I'm not at all convinced this makes implementations easier,
smaller, faster, etc. Can you provide some examples that
demonstrate these improvements?
Andy
>Short form:
>
>In additions to the other issues I have expressed with the Enns spec,
>the model of configuration proposed in the Enns document
>separates configuration from control, resulting in:
>
>- more code in both the manager and agent
>- more processing expense for both the manager and agent
>- less robust management
>- less functionality
>- less intelligible transactions
>
>Long form:
>
>The specification proposed in the Enns document reflects a particular model
>for device management. The idea presented is that the configuration operations
>be modeled as direct modifications to a tree of configuration information.
>One acquires a subtree, locking the target configuration if robustness is desired,
>modifies the subtree to express the desired operation as a replacement, merging,
>or overlay of the target subtree and presents the resulting transaction to the target
>system. Examination of the contents of the transaction is not sufficient to understand
>what operations are to take place, but only what the target end-state of some aspect of
>the configuration is to be. Since the transaction operations are limited to replace, merge,
>and overlay, it is necessary to acquire the current state before expressing the operation
>and to lock the state of the target configuration between when the state is acquired and the
>modification performed. Also, since the representation of an operation such as delete depends
>upon the preceeding state of the subtree, the deletion of an element, such as an interface,
>will be expressed differently each time it is performed, reflecting the state of the tree before the
>operation.
>
>My own experiments with this model suggest that the easiest way to implement this approach is
>to modify the target tree, validate the result using a DTD or XML-Schema and a validating parser,
>and then present the result to the system, or target subsystems as a configuration file that is to be
>read and validated as a proposed replacement configuration by the target system/subsystem. If the
>validation succeeds, then the set is performed. The statement in the proposed guidelines that
>recommends that elements for which more than one sibling instance can appear should be collected
>in an element representing the array suggests to me that they might be using an object serialization/restoration
>design pattern to construct the candidate configuration data structures from the configuration file.
>
>This explains the objection to including operation commands within the tree representing the transaction.

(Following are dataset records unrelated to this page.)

PR #21941, opened 2020-06-20
Update the guide for Fedora CoreOS

skycastlelily2:
Users will see "command not found" error when run the commands listed
in /opt/bin as /opt/bin is not in the default PATH or secure_path

### DIFF
--- a/content/en/docs/setup/production-environment/tools/kubeadm/install-kubeadm.md
+++ b/content/en/docs/setup/production-environment/tools/kubeadm/install-kubeadm.md
@@ -191,7 +191,7 @@ sudo apt-mark hold kubelet kubeadm kubectl
 {{% /tab %}}
 {{% tab name="CentOS, RHEL or Fedora" %}}
 ```bash
-cat <<EOF > /etc/yum.repos.d/kubernetes.repo
+cat <<EOF | sudo tee /etc/yum.repos.d/kubernetes.repo
 [kubernetes]
 name=Kubernetes
 baseurl=https://packages.cloud.google.com/yum/repos/kubernetes-el7-\$basearch
@@ -203,12 +203,12 @@ exclude=kubelet kubeadm kubectl
 EOF
 
 # Set SELinux in permissive mode (effectively disabling it)
-setenforce 0
-sed -i 's/^SELINUX=enforcing$/SELINUX=permissive/' /etc/selinux/config
+sudo setenforce 0
+sudo sed -i 's/^SELINUX=enforcing$/SELINUX=permissive/' /etc/selinux/config
 
-yum install -y kubelet kubeadm kubectl --disableexcludes=kubernetes
+sudo yum install -y kubelet kubeadm kubectl --disableexcludes=kubernetes
 
-systemctl enable --now kubelet
+sudo systemctl enable --now kubelet
 ```
 
   **Notes:**
--- a/content/en/docs/setup/production-environment/tools/kubeadm/install-kubeadm.md
+++ b/content/en/docs/setup/production-environment/tools/kubeadm/install-kubeadm.md
@@ -220,37 +220,41 @@ systemctl enable --now kubelet
   - You can leave SELinux enabled if you know how to configure it but it may require settings that are not supported by kubeadm.
     
 {{% /tab %}}
-{{% tab name="Container Linux" %}}
+{{% tab name="Fedora CoreOS" %}}
 Install CNI plugins (required for most pod network):
 
 ```bash
 CNI_VERSION="v0.8.2"
-mkdir -p /opt/cni/bin
-curl -L "https://github.com/containernetworking/plugins/releases/download/${CNI_VERSION}/cni-plugins-linux-amd64-${CNI_VERSION}.tgz" | tar -C /opt/cni/bin -xz
+sudo mkdir -p /opt/cni/bin
+curl -L "https://github.com/containernetworking/plugins/releases/download/${CNI_VERSION}/cni-plugins-linux-amd64-${CNI_VERSION}.tgz" | sudo tar -C /opt/cni/bin -xz
+```
+
+Define the directory to download command files  
+
+```bash
+DOWNLOAD_DIR=/usr/local/bin
+sudo mkdir -p $DOWNLOAD_DIR
 ```
 
 Install crictl (required for kubeadm / Kubelet Container Runtime Interface (CRI))
 
 ```bash
 CRICTL_VERSION="v1.17.0"
-mkdir -p /opt/bin
-curl -L "https://github.com/kubernetes-sigs/cri-tools/releases/download/${CRICTL_VERSION}/crictl-${CRICTL_VERSION}-linux-amd64.tar.gz" | tar -C /opt/bin -xz
+curl -L "https://github.com/kubernetes-sigs/cri-tools/releases/download/${CRICTL_VERSION}/crictl-${CRICTL_VERSION}-linux-amd64.tar.gz" | sudo tar -C $DOWNLOAD_DIR -xz
 ```
 
 Install `kubeadm`, `kubelet`, `kubectl` and add a `kubelet` systemd service:
 
 ```bash
 RELEASE="$(curl -sSL https://dl.k8s.io/release/stable.txt)"
-
-mkdir -p /opt/bin
-cd /opt/bin
-curl -L --remote-name-all https://storage.googleapis.com/kubernetes-release/release/${RELEASE}/bin/linux/amd64/{kubeadm,kubelet,kubectl}
-chmod +x {kubeadm,kubelet,kubectl}
+cd $DOWNLOAD_DIR
+sudo curl -L --remote-name-all https://storage.googleapis.com/kubernetes-release/release/${RELEASE}/bin/linux/amd64/{kubeadm,kubelet,kubectl}
+sudo chmod +x {kubeadm,kubelet,kubectl}
 
 RELEASE_VERSION="v0.2.7"
-curl -sSL "https://raw.githubusercontent.com/kubernetes/release/${RELEASE_VERSION}/cmd/kubepkg/templates/latest/deb/kubelet/lib/systemd/system/kubelet.service" | sed "s:/usr/bin:/opt/bin:g" > /etc/systemd/system/kubelet.service
-mkdir -p /etc/systemd/system/kubelet.service.d
-curl -sSL "https://raw.githubusercontent.com/kubernetes/release/${RELEASE_VERSION}/cmd/kubepkg/templates/latest/deb/kubeadm/10-kubeadm.conf" | sed "s:/usr/bin:/opt/bin:g" > /etc/systemd/system/kubelet.service.d/10-kubeadm.conf
+curl -sSL "https://raw.githubusercontent.com/kubernetes/release/${RELEASE_VERSION}/cmd/kubepkg/templates/latest/deb/kubelet/lib/systemd/system/kubelet.service" | sed "s:/usr/bin:${DOWNLOAD_DIR}:g" | sudo tee /etc/systemd/system/kubelet.service
+sudo mkdir -p /etc/systemd/system/kubelet.service.d
+curl -sSL "https://raw.githubusercontent.com/kubernetes/release/${RELEASE_VERSION}/cmd/kubepkg/templates/latest/deb/kubeadm/10-kubeadm.conf" | sed "s:/usr/bin:${DOWNLOAD_DIR}:g" | sudo tee /etc/systemd/system/kubelet.service.d/10-kubeadm.conf
 ```
 
 Enable and start `kubelet`:


skycastlelily2:
/usr is read-only in CoreOS system,so we have to put crictl,kubeadm ,kubectl ,kubelet to /opt/bin,which is  not in the default PATH or secure_path

content/en/docs/setup/production-environment/tools/kubeadm/install-kubeadm.md
```diff
@@ -221,6 +221,11 @@ systemctl enable --now kubelet
     
 {{% /tab %}}
 {{% tab name="Container Linux" %}}
+
+  **Notes:**
+
+  - You are supposed to run the following command with privileged user
+
```
neolit123, line 228: we recently had discussions that `sudo` should be explicitly added where needed instead of the generic note about priv./root users.

content/en/docs/setup/production-environment/tools/kubeadm/install-kubeadm.md
```diff
@@ -253,6 +258,18 @@ mkdir -p /etc/systemd/system/kubelet.service.d
...
+```bash
+sed -i '$aexport PATH=$PATH:/opt/bin' /etc/profile&&source /etc/profile
+```
+
+Or,add /opt/bin to secure_path if you want to run the commands listed in /opt/bin with sudo:
+
+```bash
+sudo sed -i 's/secure_path.*/&\:\/opt\/bin/g' /etc/sudoers
+```
```
neolit123, line 271: @skycastlelily2 
maybe we shouldn't install in /opt/bin any more, instead?

/sig cluster-lifecycle
/assign @detiber @randomvariable 
hi, could you please take a look at this problem/ fix.

neolit123:
@skycastlelily2 please sign the CLA as the bot instructed above.

content/en/docs/setup/production-environment/tools/kubeadm/install-kubeadm.md
skycastlelily2: If we want to add sudo instead ,there are two commands need to be changed. 
[core@localhost bin]$ sudo curl -sSL "https://raw.githubusercontent.com/kubernetes/release/${RELEASE_VERSION}/cmd/kubepkg/templates/latest/deb/kubelet/lib/systemd/system/kubelet.service" | sed "s:/usr/bin:/opt/bin:g" > /etc/systemd/system/kubelet.service
-bash: /etc/systemd/system/kubelet.service: Permission denied
(23) Failed writing body
Here is one possible fix:
sudo curl -sSL "https://raw.githubusercontent.com/kubernetes/release/${RELEASE_VERSION}/cmd/kubepkg/templates/latest/deb/kubelet/lib/systemd/system/kubelet.service" -o /etc/systemd/system/kubelet.service&&sudo sed -i "s:/usr/bin:/opt/bin:g" /etc/systemd/system/kubelet.service
Btw,you may notice that the guide for Centos,RHEL,Fedora also should have sudo added.
I'm gonna to update the commit accordingly after it's been decided.

content/en/docs/setup/production-environment/tools/kubeadm/install-kubeadm.md
skycastlelily2: Ah,we can put the commands to /usr/local/bin,which is writeable and in the default PATH and secure_path

skycastlelily2:
Hi,
> please sign the CLA as the bot instructed above.
I have finished the steps of "Sign up to contribute to this project as an Individual" in this link https://identity.linuxfoundation.org/projects/cncf,and received a HelloSign email just now,but this page still complains "skycastlelily2 needs CLA",do you have any idea?

content/en/docs/setup/production-environment/tools/kubeadm/install-kubeadm.md
neolit123: /usr/local/bin seems like the better location for these binaries, but i'd like to see feedback from others too.

content/en/docs/setup/production-environment/tools/kubeadm/install-kubeadm.md
neolit123: adding sudo to the other tabs in this same PR is fine as long as the PR / commit titles are renamed.

content/en/docs/setup/production-environment/tools/kubeadm/install-kubeadm.md
detiber: +1 to using /usr/local/bin

neolit123:
> Do we need to consider changing the tab name at this point from Container Linux? The PR mentions that the goal is to update the guide for Fedora CoreOS.

that is a good question. my understand is that we should as per this page:
https://webcache.googleusercontent.com/search?q=cache:m_r4QxMwL7kJ:https://docs.fedoraproject.org/en-US/fedora-coreos/faq/+&cd=1&hl=bg&ct=clnk&gl=bg
"Fedora CoreOS is the official successor to CoreOS Container Linux"

@skycastlelily2 could you please rename the tab from "Container Linux" to "Fedora CoreOS"?

> Are the instructions generalized enough to also work for FlatCar OS, or should we consider that a potential separate tab for the future?

i have not heard of FlatCar OS before. ideally we should get contributors helping us with these decisions. if the OS is significantly different a new tab makes sense, i guess.

content/en/docs/setup/production-environment/tools/kubeadm/install-kubeadm.md
sftim: Best to limit what runs as root, eg:
```shell
curl -sSL "https://raw.githubusercontent.com/kubernetes/release/${RELEASE_VERSION}/cmd/kubepkg/templates/latest/deb/kubelet/lib/systemd/system/kubelet.service" | sed -i "s:/usr/bin:/opt/bin:g" | sudo tee /etc/systemd/system/kubelet.service
```

content/en/docs/setup/production-environment/tools/kubeadm/install-kubeadm.md
```diff
@@ -253,6 +258,18 @@ mkdir -p /etc/systemd/system/kubelet.service.d
 curl -sSL "https://raw.githubusercontent.com/kubernetes/release/${RELEASE_VERSION}/cmd/kubepkg/templates/latest/deb/kubeadm/10-kubeadm.conf" | sed "s:/usr/bin:/opt/bin:g" > /etc/systemd/system/kubelet.service.d/10-kubeadm.conf
 ```
 
+Add /opt/bin to PATH:
+
+```bash
+sed -i '$aexport PATH=$PATH:/opt/bin' /etc/profile&&source /etc/profile
+```
+
+Or,add /opt/bin to secure_path if you want to run the commands listed in /opt/bin with sudo:
```
sftim, line 267:
```suggestion
Or, add `/opt/bin` to secure_path if you want to run the commands listed in `/opt/bin` with sudo:
```

content/en/docs/setup/production-environment/tools/kubeadm/install-kubeadm.md
```diff
@@ -253,6 +258,18 @@ mkdir -p /etc/systemd/system/kubelet.service.d
...
+
+```bash
+sudo sed -i 's/secure_path.*/&\:\/opt\/bin/g' /etc/sudoers
```
sftim, line 270: Editing sudoers outside of `visudo` or other protection is risky. I'd prefer not to include this line of advice verbatim.

content/en/docs/setup/production-environment/tools/kubeadm/install-kubeadm.md
```diff
@@ -253,6 +258,18 @@ mkdir -p /etc/systemd/system/kubelet.service.d
 curl -sSL "https://raw.githubusercontent.com/kubernetes/release/${RELEASE_VERSION}/cmd/kubepkg/templates/latest/deb/kubeadm/10-kubeadm.conf" | sed "s:/usr/bin:/opt/bin:g" > /etc/systemd/system/kubelet.service.d/10-kubeadm.conf
 ```
 
+Add /opt/bin to PATH:
+
+```bash
+sed -i '$aexport PATH=$PATH:/opt/bin' /etc/profile&&source /etc/profile
```
sftim, line 264:
```suggestion
sed -i '$aexport PATH="$PATH:/opt/bin"' /etc/profile && source /etc/profile
```
?

skycastlelily2:
Hi,
@neolit123 @detiber @sftim Thanks for your review,update accordingly.

skycastlelily2:
> @skycastlelily2 could you please rename the tab from "Container Linux" to "Fedora CoreOS"?

Sure,done:)

> adding sudo to the other tabs in this same PR is fine as long as the PR / commit titles are renamed.

I have sent two commits in this PR .

neolit123:
thanks, the changes look fine to me.
/lgtm

content/en/docs/setup/production-environment/tools/kubeadm/install-kubeadm.md
randomvariable: /usr is locked in its entirety by rpm-ostree in Fedora CoreOS, isn't it? Not 100% sure though.

neolit123: i remember something like that.
actually, yes https://rpm-ostree.readthedocs.io/en/latest/manual/administrator-handbook/

> /usr has a read-only bind mount at all times. Any data in /var is never touched, and is shared across upgrades.

so where should one install their preferred binaries?

/hold

randomvariable: There's some guidance here, https://ostree.readthedocs.io/en/latest/manual/adapting-existing/, maybe /var/usrlocal/bin? Don't feel confident in making a determination though.

detiber: Might be good to see if Fedora CoreOS already supports the UserMove mentioned in that doc, if so, we might be able to just use /usr/local/bin and it'll be handled in the background by the OS

neolit123: got confirmation that /usr is locked on Fedora CoreOS but not on regular Fedora.

detiber: It looks like the UserMove feature does some mounting logic to allow for /usr/local to be mirrored from /var/usrlocal. I can't find any docs to state if it is supported in Fedora CoreOS, though, only mainline Fedora as of version 17.

sftim:
Out of:

sftim:
Out of: `crictl`, `kubeadm`, `kubectl`, `kubelet` I'd only expect the reader to _need_ to run `kubeadm` as root.
So, how about adding a comment to become `root` (run `sudo -i`) and then run `/opt/bin/kubeadm`?

Also tell the reader how to put those commands in their path.

The other alternative is if the way that system packages are added is also valid for adding Kubernetes tools such as `kubeadm`.

neolit123:
maybe we should define DOWNLOAD_PATH or something in those lines at the start of the guide letting the user to change it from the default of `/opt/bin`, download everything in there. add a comment that DOWNLOAD_PATH must be in PATH.

randomvariable:
> Are the instructions generalized enough to also work for FlatCar OS, or should we consider that a potential separate tab for the future?

I'd say no. Fedora CoreOS is more the successor to Fedora Atomic in architecture, and FlatCar is the continuation of the old CoreOS. 

They need to be treated separately other than the Ignition configuration.

skycastlelily2:
Hi,
@neolit123 @randomvariable 
/usr/local/bin is not locked .I've  put commands there,and created cluster successfully before I suggested /usr/local/bin.

randomvariable:
@skycastlelily2 , cool, good to know. I guess /usr/local/bin works then.

neolit123:
so the fedora coreos docs are incorrect? @skycastlelily2 are you sure you didn't unlock it (because that is possible).

detiber:
@neolit123 based on a brief discussion with @cgwalters in https://twitter.com/cgwalters/status/1275791270972207104

> /usr/local is a symlink to /var/usrlocal - and ostree explicitly will *never* affect your /var - it's your data (same place where container images, /var/home is etc.)  It won't be rolled back, or e.g. affected by errant scripts

neolit123:
ok, so we can use `/usr/local/bin` i guess. i think it's still a good idea for each "bash" snipped for Fedora CoreOS to have this defined like that:
```
DOWNLOAD_DIR=/usr/local/bin
mkdir -p $DOWNLOAD_DIR
...
```

skycastlelily2:
Hi, I have updated the commit  accordingly.

content/en/docs/setup/production-environment/tools/kubeadm/install-kubeadm.md
```diff
@@ -220,37 +220,41 @@ systemctl enable --now kubelet
...
-chmod +x {kubeadm,kubelet,kubectl}
+cd $DOWNLOAD_DIR
+sudo curl -L --remote-name-all https://storage.googleapis.com/kubernetes-release/release/${RELEASE}/bin/linux/amd64/{kubeadm,kubelet,kubectl}
+sudo chmod +x {kubeadm,kubelet,kubectl}
 
 RELEASE_VERSION="v0.2.7"
-curl -sSL "https://raw.githubusercontent.com/kubernetes/release/${RELEASE_VERSION}/cmd/kubepkg/templates/latest/deb/kubelet/lib/systemd/system/kubelet.service" | sed "s:/usr/bin:/opt/bin:g" > /etc/systemd/system/kubelet.service
-mkdir -p /etc/systemd/system/kubelet.service.d
-curl -sSL "https://raw.githubusercontent.com/kubernetes/release/${RELEASE_VERSION}/cmd/kubepkg/templates/latest/deb/kubeadm/10-kubeadm.conf" | sed "s:/usr/bin:/opt/bin:g" > /etc/systemd/system/kubelet.service.d/10-kubeadm.conf
+curl -sSL "https://raw.githubusercontent.com/kubernetes/release/${RELEASE_VERSION}/cmd/kubepkg/templates/latest/deb/kubelet/lib/systemd/system/kubelet.service" | sed "s:/usr/bin:/opt/bin:g" | sudo tee /etc/systemd/system/kubelet.service
```
neolit123, line 255: `"s:/usr/bin:/opt/bin:g"`

should be:
`s:/usr/bin:/usr/local/bin:g`

[1]

content/en/docs/setup/production-environment/tools/kubeadm/install-kubeadm.md
```diff
@@ -220,37 +220,41 @@ systemctl enable --now kubelet
...
+sudo mkdir -p /etc/systemd/system/kubelet.service.d
+curl -sSL "https://raw.githubusercontent.com/kubernetes/release/${RELEASE_VERSION}/cmd/kubepkg/templates/latest/deb/kubeadm/10-kubeadm.conf" | sed "s:/usr/bin:/opt/bin:g" | sudo tee /etc/systemd/system/kubelet.service.d/10-kubeadm.conf
```
neolit123, line 257: [1] same here.

content/en/docs/setup/production-environment/tools/kubeadm/install-kubeadm.md
skycastlelily2: Ah,yes,sorry for having missed out  that part,and thanks for pointing it out.I have updated the commit again just now.

neolit123:
thanks
/lgtm
/hold cancel

detiber:
lgtm as well, thanks for the fixes

Issue #21947, opened 2020-06-20
docs search localize update


Arhell:
**This is a Bug Report**

**Problem:**
need change search placeholder

**Proposed Solution:**
change i18n in html template

**Page to Update:**
https://kubernetes.io/docs/home/

/language en
/assign

sftim:
Fixed in PR #21949
/close

PR #21949, opened 2020-06-20
update search placeholder

Arhell:
issue #21947


Arhell:
review page https://deploy-preview-21949--kubernetes-io-master-staging.netlify.app/docs/home/
65903be8e2

sftim:
@Arhell can you explain why this is the right fix? I looked at the issue you logged and wasn't sure I understood the symptoms this wants to address.

Arhell:
> @Arhell can you explain why this is the right fix? I looked at the issue you logged and wasn't sure I understood the symptoms this wants to address.

@sftim 
Invalid {{T "*******"}} used, so as not to translate a new placeholder, it is better to use the one that was already and is with the string "search", because it is already ready in all languages

sftim:
That makes sense. Commit 1b5ff98a4473be60d94d35e330d9801640d6f58d introduced `ui_search_placeholder` and that matches its meaning better than the name from #20874

@Arhell thanks for clarifying

/lgtm 
/approve

PR #24893, opened 2020-11-05
Fix logic in lsync script

tengqm:
The logic in the previous fix for supporting directory comparison was
incorrect. It was using the last commit in the target directory for
history checking. However, some files in the target directory might be
out of sync long before the last commit to the directory.

This PR changes the script to do a history checking on a per-file basis.


irvifa (commented):
/lgtm
/approve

>To my mind, the part of the tree leading up to the operation code represented the identification of the target,
>and the children of the element containing the operation code represented a subtree to be added
>or inserted as a replacement for the named target. The tree, in my model represents a specification of
>one or more operations on the target configuration. In the Enns model,
>the entire contents of the tree
>become part of the replacement configuration tree and persist as a configuration file.
>
>
>I have already brought up a number of issues with this approach and issues, in particular, with the
>operations of overlay, merge, and replace. To my mind this makes the management operation
>complicated and error prone. It is more complicated to create the transaction contents, and it is
>necessary to know what the existing contents are to do a simple operation such as delete. Futhermore,
>locking is required if the operation is to be robust and concurrent management operations not lost.
>
>Another consequence of this approach is the separation of control operations from configuration
>modifications. Is this a virtue or a fault? To my mind, it is a fault. In my opinion, it is desireable
>to be able to request control operations with configuration steps. For example, request that an
>LSA database be purged or not purged or that an OSPF adjacency be dropped or not dropped
>when the configuration operation is performed. In the Enns model, this cannot be intelligibly expressed
>as a component of an atomic operation. Furthermore, the separation of the processing of the control
>operations from the configuration operations requires more code and requires the duplication of the
>object hierarchy in different code within the target system.
>
>Again, the result is
>- more code
>- more processing expense
>- less robust management
>- less functionality
>- less intelligible transactions
>
>
>Larry
>
>
>Andy Bierman wrote:
>
>>At 11:04 AM 5/14/2003, Larry Menten wrote:
>>
>>
>>>Keith,
>>>
>>>I also made the point that the transaction representation
>>>proposed in Enns does not support the expression of setting multiple variables in a single atomic transaction
>>>unless they happen to reside in the same target subtree.
>>>
>>
>>This is not the intent. The contents of a <config> subtree
>>can be multiple subtrees from multiple namespaces. The examples
>>are kept simple and only show one, but the protocol is
>>not limited to one.
>>
>>BTW, I agree with the comment below that precise (and consistent)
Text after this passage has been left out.